> **Exercise aim**
Reproduce the records below exactly, but only between the lines holding "This can add" and "## :scroll: Description", inclusive.

> **Provided records**
►
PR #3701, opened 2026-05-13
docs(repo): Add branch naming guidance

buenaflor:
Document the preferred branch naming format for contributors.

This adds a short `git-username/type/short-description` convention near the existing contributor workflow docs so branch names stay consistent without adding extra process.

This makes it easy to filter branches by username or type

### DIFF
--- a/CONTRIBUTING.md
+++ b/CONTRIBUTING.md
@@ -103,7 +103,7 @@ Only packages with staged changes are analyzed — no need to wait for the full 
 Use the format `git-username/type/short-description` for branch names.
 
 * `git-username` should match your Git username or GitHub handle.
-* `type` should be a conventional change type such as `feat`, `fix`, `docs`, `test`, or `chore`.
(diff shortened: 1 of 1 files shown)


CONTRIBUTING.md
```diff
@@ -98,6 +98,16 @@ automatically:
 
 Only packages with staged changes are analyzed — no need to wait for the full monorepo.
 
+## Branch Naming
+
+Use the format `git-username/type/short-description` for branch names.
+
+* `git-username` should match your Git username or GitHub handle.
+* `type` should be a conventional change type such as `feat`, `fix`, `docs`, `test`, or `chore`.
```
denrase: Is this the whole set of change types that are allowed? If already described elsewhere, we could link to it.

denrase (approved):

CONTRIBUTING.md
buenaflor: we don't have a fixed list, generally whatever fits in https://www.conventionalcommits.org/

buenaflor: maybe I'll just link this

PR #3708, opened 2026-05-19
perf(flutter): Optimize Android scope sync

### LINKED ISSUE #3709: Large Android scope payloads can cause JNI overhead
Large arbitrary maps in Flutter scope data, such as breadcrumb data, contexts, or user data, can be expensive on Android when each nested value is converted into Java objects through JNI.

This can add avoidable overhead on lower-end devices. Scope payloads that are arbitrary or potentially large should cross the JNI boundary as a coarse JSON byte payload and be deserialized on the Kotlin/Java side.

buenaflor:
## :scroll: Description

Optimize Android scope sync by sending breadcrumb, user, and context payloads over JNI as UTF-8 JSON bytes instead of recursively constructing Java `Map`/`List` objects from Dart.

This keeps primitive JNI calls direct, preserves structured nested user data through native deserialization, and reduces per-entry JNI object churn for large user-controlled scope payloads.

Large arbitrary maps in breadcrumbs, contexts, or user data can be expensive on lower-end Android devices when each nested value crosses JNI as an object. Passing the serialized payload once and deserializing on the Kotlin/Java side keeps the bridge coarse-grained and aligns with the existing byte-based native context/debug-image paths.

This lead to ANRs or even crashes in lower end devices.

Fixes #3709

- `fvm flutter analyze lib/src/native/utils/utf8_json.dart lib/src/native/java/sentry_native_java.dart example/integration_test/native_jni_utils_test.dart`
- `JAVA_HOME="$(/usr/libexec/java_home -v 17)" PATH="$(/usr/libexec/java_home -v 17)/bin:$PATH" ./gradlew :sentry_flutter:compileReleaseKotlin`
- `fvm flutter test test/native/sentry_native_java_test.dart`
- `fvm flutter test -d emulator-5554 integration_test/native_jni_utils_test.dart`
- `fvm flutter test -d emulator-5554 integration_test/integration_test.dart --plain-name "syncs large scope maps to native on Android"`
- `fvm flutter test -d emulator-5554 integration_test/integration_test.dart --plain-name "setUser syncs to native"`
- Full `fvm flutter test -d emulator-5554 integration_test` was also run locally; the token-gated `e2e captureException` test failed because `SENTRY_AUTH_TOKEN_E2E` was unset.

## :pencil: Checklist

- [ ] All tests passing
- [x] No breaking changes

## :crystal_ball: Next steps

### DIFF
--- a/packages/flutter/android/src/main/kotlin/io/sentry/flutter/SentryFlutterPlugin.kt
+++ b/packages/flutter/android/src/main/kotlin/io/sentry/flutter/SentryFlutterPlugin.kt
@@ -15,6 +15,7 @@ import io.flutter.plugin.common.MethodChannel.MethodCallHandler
◄
> **Task response**
This can add avoidable overhead on lower-end devices. Scope payloads that are arbitrary or potentially large should cross the JNI boundary as a coarse JSON byte payload and be deserialized on the Kotlin/Java side.

buenaflor:
## :scroll: Description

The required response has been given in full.